Issue #206, opened 2020-04-02
Improve (re)validation of nodes


kdeme:
Currently nodes are (re)validated by a periodic ping and removed from the routing table at first failure to reply.
This should be improved, e.g.:
1. No action should be taken on first failure. It should be marked `stale` after n (=5 ?) failures.
2. The replacement cache should be used: When a node goes stale, it should be replaced with a (non stale?) entry from the replacement cache, if there is one.
3. If there is no entry in the replacement cache, no immediate removal of the node should happen. Instead it should be removed when a new node for that bucket is added.

Considering that this replacement system (and kbucket ordering in general) is not really used currently (nodes only get added to it) and that there are no tests, it is possible that there are some hidden issues in the current code.
There also seems to be no current limitation on adding to the replacement cache.

Also the `nodeToRevalidate` should probably target least recently updated bucket.

kdeme:
Use of replacement cache is in place, and replacement cache is limited to 8 nodes.

`nodeToRevalidate` targeting least recently updated bucket has not shown to give any improvement on current testnets.
More tests are in place now.

1. and 3. are not currently done. 3. specifically might be an issue when the own connection drops or is just terrible. 

Issue for those is created here: https://github.com/status-im/nim-eth/issues/262

Issue #183, opened 2020-03-04
Liveness verified functionality


kdeme:
Nodes added in the routing table should have a liveness flag that is set after liveness is verified at least once.
Peers where liveness is not validated should not be used yet:
- Not forwarded in lookup 
- Perhaps also not provided when the local application asks for random peers?

kdeme:
Point 1 is added here: https://github.com/status-im/nim-eth/pull/261
Point 2 is decided not to do default.

PR #261, opened 2020-06-29
Add routing table metrics + tweaks + fixes

kdeme:
- routing table metrics + option in dcli
- only forward "seen" nodes on a findNode request
- setJustSeen & replace on ping AND findnode
- self lookup only at start
- revalidate 10x more
- use bitsPerHop (b) of 5
- small fix in resolve
- small fix in bucket split

### DIFF
--- a/eth/p2p/discoveryv5/dcli.nim
+++ b/eth/p2p/discoveryv5/dcli.nim
@@ -1,6 +1,6 @@
 import
   sequtils, options, strutils, chronos, chronicles, chronicles/topics_registry,
-  stew/byteutils, stew/shims/net, confutils,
============
#### WORK ITEM:
Repeat the records, every one of them, without any deviation.

#### ANSWER TO THIS PROBLEM:
Issue #206, opened 2020-04-02
Improve (re)validation of nodes


kdeme:
Currently nodes are (re)validated by a periodic ping and removed from the routing table at first failure to reply.
This should be improved, e.g.:
1. No action should be taken on first failure. It should be marked `stale` after n (=5 ?) failures.
2. The replacement cache should be used: When a node goes stale, it should be replaced with a (non stale?) entry from the replacement cache, if there is one.
3. If there is no entry in the replacement cache, no immediate removal of the node should happen. Instead it should be removed when a new node for that bucket is added.

Considering that this replacement system (and kbucket ordering in general) is not really used currently (nodes only get added to it) and that there are no tests, it is possible that there are some hidden issues in the current code.
There also seems to be no current limitation on adding to the replacement cache.

Also the `nodeToRevalidate` should probably target least recently updated bucket.

kdeme:
Use of replacement cache is in place, and replacement cache is limited to 8 nodes.

`nodeToRevalidate` targeting least recently updated bucket has not shown to give any improvement on current testnets.
More tests are in place now.

1. and 3. are not currently done. 3. specifically might be an issue when the own connection drops or is just terrible. 

Issue for those is created here: https://github.com/status-im/nim-eth/issues/262

Issue #183, opened 2020-03-04
Liveness verified functionality


kdeme:
Nodes added in the routing table should have a liveness flag that is set after liveness is verified at least once.
Peers where liveness is not validated should not be used yet:
- Not forwarded in lookup 
- Perhaps also not provided when the local application asks for random peers?

kdeme:
Point 1 is added here: https://github.com/status-im/nim-eth/pull/261
Point 2 is decided not to do default.

PR #261, opened 2020-06-29
Add routing table metrics + tweaks + fixes

kdeme:
- routing table metrics + option in dcli
- only forward "seen" nodes on a findNode request
- setJustSeen & replace on ping AND findnode
- self lookup only at start
- revalidate 10x more
- use bitsPerHop (b) of 5
- small fix in resolve
- small fix in bucket split

### DIFF
--- a/eth/p2p/discoveryv5/dcli.nim
+++ b/eth/p2p/discoveryv5/dcli.nim
@@ -1,6 +1,6 @@
 import
   sequtils, options, strutils, chronos, chronicles, chronicles/topics_registry,
-  stew/byteutils, stew/shims/net, confutils,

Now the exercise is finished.